お知らせ

予防接種を受けられるときの注意

10月31日、厚生労働省の専門家小委員会が開かれ、日本脳炎ワクチンについて検討されました。皆様もご存じの通り死亡例もみられましたが、ワクチンの危険性が高まったとは言えないとして、現段階ではただちに中止する必要性はないとされました。しかし、死亡された症例の検討、ほかの重症例のまとめを委員会の議論、資料からみますと、ただちに安全とは言えないといわざるをえません。

限られた資料ですが、

(1)培養細胞由来のワクチンに変更しましたが、急性散在性脳脊髄炎(ADEM)の報告頻度は、1例/131万回接種で旧ワクチン(1例/70万〜200万回接種)とほぼ同じ。より安全と考えられたのに変わりがなかったのです。

(2)死亡された患者さんが、なぜなくなられたか、日本脳炎との直接的な因果関係があったのか不明ですが、少なくともこの患者さんに接種が適切だったのか疑問です。1例は、突然の不整脈を起こしかねない薬剤を3種類も内服されていました。1例は、小さく生まれ、重篤な病気もあり、免疫の低下も考えられています。

ワクチンは、ワクチンをすることで各個人を守ることと、周りの多くの人が予防接種を受けて、受けられない危険な病気お持ちの患者様を守ることにあります。したがって、多くの人に安全に接種していただければなりません。

従って、今後は、以下のことにより注意していきたいと思います。

1)基礎疾患をお持ちの患者様は、より注意して接種をする。

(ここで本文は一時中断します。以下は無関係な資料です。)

PR #999, opened 2026-01-21
(UI) Improve stat dialogs

AlexanderVanhee:
Changes the tooltips in the two stats dialogs to use widgets, allowing for better layout and styling. Also updates the graph to no longer draw a raster, as it is now redundant with the tooltip and also kinda looked bad.

Screenshot From 2026-01-21 14-02-38
Screenshot From 2026-01-21 14-02-47


kolunmi:
ooo nice

PR #1013, opened 2026-01-24
(UX) Improve the transaction dialog

AlexanderVanhee:
This PR improves the transaction dialog by fetching remote metadata.

I also decided to make entries that cannot be acted upon insensitive instead of hiding them, as hiding them can be confusing.

Instead of fetching repository info for each entry, I decided to fetch the list once at startup and store it in the app state. This could be used to determine whether the (not yet implemented) scope selection preference should be shown or not based on if the user has multiple remotes.

Screenshot From 2026-01-24 19-39-21

Screenshot From 2026-01-24 19-39-17


kolunmi:
:steamhappy:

もともとの病気の薬をもらっている先生に十分相談して、不整脈など起こす薬がないかよく確認する。できれば、よくご存知の主治医に接種していただく。

2)感冒等と考えられる方でも、接種には、より慎重を期し無理しない。 当院では、1〜2日前からの風邪で、今後の経過に疑問のある方は、接種を遠慮させていただきます。

3)髄膜炎等の重症化を予防するワクチンは早めに接種してください。 インフルエンザ桿菌ワクチン(Hib)、肺炎球菌ワクチン(プレベナー)、BCG等

4)集団生活に入る前に、必要なワクチンを速やかに終えてください。 水痘ワクチン、おたふくかぜワクチン、MRワクチン等

5)当院では、同時接種を控えています。皆様には、大変ご迷惑をおかけしています。今年、小児科学会で、一部の同時接種に副作用が多い、とされましたが、依然学会誌に正式の論文になっていません。「人間は、そんなやわではない」として、同時接種を推進している医師もいますが、私としては、依然慎重にしなければならないと考えています。 幸い同時接種推進から、安全な混合ワクチンをつくるながれも出てきています。

日本のワクチンは、計画性がなく、透明性も乏しく、それを進める責任者の自覚も極めて乏しいのが現状です。

したがって、ワクチンを接種する現場の医師は混乱し悩んでいます。今後ともご理解をお願いします。